Multiple OTP requests without successful verification.
New device registration attempted after password reset.
Login succeeds but device, country, or behavior is unusual.
Example event model:
{
"eventType": "OtpVerificationFailed",
"userId": "user-123",
"purpose": "DeviceRegistration",
"ipAddress": "203.0.113.10",
"deviceFingerprint": "device-fp-789",
"sessionId": "session-456",
"failedAttemptCount": 4,
"timestampUtc": "2026-06-24T10:15:00Z",
"riskSignals": {
"newDevice": true,
"newIp": true,
"highVelocityAttempts": true,
"multipleAccountsFromDevice": false
}
}
Once these events exist, the system can trigger useful actions:
Temporary block.
Additional verification.
Account notification.
Device registration hold.
Security alert.
Support review.
Global rule adjustment.
Tradeoffs and constraints
OTP security has an important tradeoff:
Too loose, and attackers can automate guesses.

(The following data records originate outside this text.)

PR #249, opened 2026-06-18
feat(ir): native-Go lowering for set!/binding/var/quot + self-AOT diff harness; fix cluster-A engine divergence

### LINKED ISSUE #263: gogen_ir: close ir.structurize fallbacks for the 18 func-decl-bail defns
**Bucket: 18/749** — the largest remaining gogen_ir lowering failure. Sub-issue of #262.

## Root cause: `ir.structurize` fallbacks, not try/catch

`lower-body` is **structured-first** (`lower_go.lg:2241`): it runs `ir.structurize/structurize`, and when `:fallbacks` is 0 emits a control tree via `lower-tree` (if/for/break/continue); otherwise it drops to the goto+label emitter. These 18 defns are where **both paths bottom out** — `structurize` reports `:fallbacks > 0` (a CFG it can't reduce) **and** the goto emitter then hits a block it can't lower, so `body-stmts` is `nil` and the fn bails.

In `lower-go` (full func-decl emission) that bail surfaces as the opaque `#error {:message "gogen/func-decl: body: gogen: expected seq, got let-go.lang.ExceptionInfo", :data ...}` — `:data` truncated by the harness bucketer. In `trace` mode the same defns report `:lower-status :fallback` gracefully (same root, different surface). So this is the `ir.structurize` coverage frontier — its docstring goal is "`:fallbacks` ratchets toward zero on the real corpus" — **not** the try/catch-value gap (that is the single `:set-var` case under #260).

## The work

Drive `ir.structurize` (+ the residual goto block-lowering) so these 18 reach `:status :lowered`:

- `core.lg::replace`
- `ir/build.lg::expand-fn-args`
- `ir/build.lg::expand-vector-pattern`
- `ir/dominance.lg::dfs-postorder`
- `ir/dominance.lg::dominators`
- `ir/lattice.lg::normalize-type`
- `ir/lower_go.lg::distinct-imports`
- `ir/lower_go.lg::emit-assignments-for-target`
- `ir/passes/cse.lg::cse`
- `ir/passes/dce.lg::one-pass`
- `ir/passes/licm.lg::reachable-without`
- `ir/passes/licm.lg::thread-hoisted-through-header!`
- `ir/passes/typeinfer.lg::div-op-type`
- `ir/passes/typeinfer.lg::numeric-op-type`
- `ir/passes/typeinfer.lg::quot-op-type`
- `ir/structurize.lg::g-idoms`
- `ir/structurize.lg::g-postorder`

Too strict, and real users get locked out.
That is why the design should avoid one-dimensional controls.
Permanent lockout after a few wrong attempts can become a denial-of-service problem if attackers intentionally lock other users out. OWASP notes that account lockout policies need to balance security and usability, including threshold, observation window, and lockout duration.
A better design usually combines:
short OTP lifetime
small per-OTP attempt limit
temporary cooldown
risk-based checks
device/session binding
clear user messaging
security logging
support recovery path
The goal is not to punish users for typing mistakes. The goal is to make automated guessing expensive, slow, and visible.
Checklist for OTP flow design
Before shipping an OTP flow, I would review these questions:
Is the OTP generated using a secure random generator?
Is the OTP stored as a hash instead of plain text?
Does the OTP expire quickly?
Can the OTP be used only once?
Are old OTPs invalidated when a new one is generated?
Is there a wrong-attempt limit per OTP?
Is there rate limiting per user, IP, device, and session?
Are sensitive purposes handled with stricter rules?
Is device registration treated as a high-risk flow?
Are suspicious patterns logged and monitored?
Are error messages generic enough to avoid leaking state?
Does the backend enforce all security rules?
Is there a safe recovery path for locked users?
Closing thought
OTP is not secure just because the code is random.
OTP becomes safer when the full flow is designed properly.
The real system design question is not only:
Can we generate and verify a six-digit code?
The better question is:
What happens when someone attacks this flow at scale?
That is where good architecture matters.
Security is not only encryption, hashing, or strong passwords. It is also about designing the workflow, storing the right state, limiting abuse, and thinking like an attacker before the attacker does.